バセドウ病はこんな病気
バセドウ病は、免疫系の異常により甲状腺が過剰に働くようになる自己免疫疾患のひとつです。
甲状腺の活動が過剰になると、甲状腺ホルモンの分泌量が増加し、全身の新陳代謝が加速される状態、つまり甲状腺機能亢進症を引き起こします。
原因
バセドウ病の主な原因は遺伝と環境要素の組み合わせで、特に女性やストレスがたまると発病しやすいとされています。

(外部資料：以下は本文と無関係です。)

PR #1588, opened 2025-10-17
Add Playlist management

### LINKED ISSUE #1312: My Playlists???

owi92:
We already harvest playlist data from Opencast and it has been possible to add playlist blocks pages in Tobira for a while.
This adds the necessary API and the following pages for playlist management:
- My playlists (list all playlists the user has write access for)
- Playlist details (includes delete button, playlist metadata and interfaces to edit title, description and playlist content) 
- Playlist access control (to edit playlist ACL)
- Create playlist (with interfaces for adding title, description, entries and ACL)

Like series and events, any C(R)UD operation will call the respective external Opencast API. When the response is OK, the operation is also performed in Tobira's DB, so users do not have to wait for the next sync in order to see results.

Right now ~all~ most dummy users are allowed to create playlists, but this is generally tied to a dedicated role, which can be configured.

Closes #1312 

Can be reviewed commit by commit

### DIFF
--- a/frontend/src/routes/manage/Shared/EditVideoList.tsx
+++ b/frontend/src/routes/manage/Shared/EditVideoList.tsx
@@ -22,6 +22,8 @@ import {
     FloatingHandle,
     FloatingTrigger,
     match,
+    screenWidthAbove,
+    screenWidthAtMost,
     useColorScheme,
     useOnOutsideClick,
     WithTooltip,
@@ -44,6 +46,7 @@ import { UploadRoute } from "../../Upload";
 import { LinkButton } from "../../../ui/LinkButton";
 import { isRealUser, useUser } from "../../../User";
 import CONFIG from "../../../config";
+import { BREAKPOINT_SMALL } from "../../../GlobalStyle";
 
 
 type Entry = Series["entries"][number];
@@ -202,6 +205,9 @@ export const VideoListMenu: React.FC<VideoListMenuProps> = ({
                 overflowY: "auto",
                 border: `1px solid ${COLORS.neutral25}`,
                 borderRadius: 8,
+                [screenWidthAtMost(420)]: {
+                    margin: "0 -12px",
+                },
             }}>
                 {events.map((event, index) => (
                     <EventEntry
@@ -335,6 +341,9 @@ const EventEntry: React.FC<EventEntryProps> = ({
         padding: "4px 8px",
         marginTop: "auto",
         gap: 5,
+        [screenWidthAtMost(BREAKPOINT_SMALL)]: {
+            span: { display: "none" },
+        },
     });
 
     const moveButtonStyle = css({
@@ -393,6 +402,9 @@ const EventEntry: React.FC<EventEntryProps> = ({
                 width: 100,
                 flexShrink: 0,
                 ...thumbnailLinkStyle,
+                [screenWidthAtMost(420)]: {
+                    width: "min(100px, 25%)",
+                },
             }}>
                 <Thumbnail {...{ event }} />
             </Link>
@@ -445,16 +457,24 @@ const EventEntry: React.FC<EventEntryProps> = ({
                                     marginLeft: 2,
                                     maxWidth: 200,
                                     ...ellipsisOverflowCss(1),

具体的には、体内の免疫システムが誤って甲状腺を攻撃する自己抗体を産生することで、甲状腺が過剰に働くようになります。
症状
バセドウ病の主な症状は、動悸、頻脈、手の震えなどで、目が突き出る(眼球突出)、眼瞼反転、視力低下など眼症状も起きます。
また、急激な体重減少、手足の薄皮、多汗、熱感、頭痛など多彩な症状が出現することもあり、精神状態にも大きな影響を及ぼします。
検査方法
バセドウ病の検査方法は、まず症状と身体的診察から疑われ、さらに血液検査で甲状腺ホルモン(T3、T4)の過剰な分泌や甲状腺刺激ホルモン(TSH)の減少を確認します。
また、抗TSH受容体抗体(TRAb)の測定や、甲状腺エコー、ラジオヨード摂取試験も行われることがあります。
診断方法
バセドウ病の診断方法は、患者の症状、身体的所見、血液検査結果などから総合的に判断されます。
特に、甲状腺ホルモンの過剰分泌と抗TSH受容体抗体(TRAb)の存在が確認できればバセドウ病と診断されます。
治療方法
バセドウ病の治療法は、甲状腺ホルモンの生成を抑制する抗甲状腺薬を使う方法、ラジオヨードによる放射線治療、甲状腺の一部または全部を外科的に摘出する手術があります。
患者の年齢、症状の重さ、個々の体調などに応じて最良の治療法が選択されます。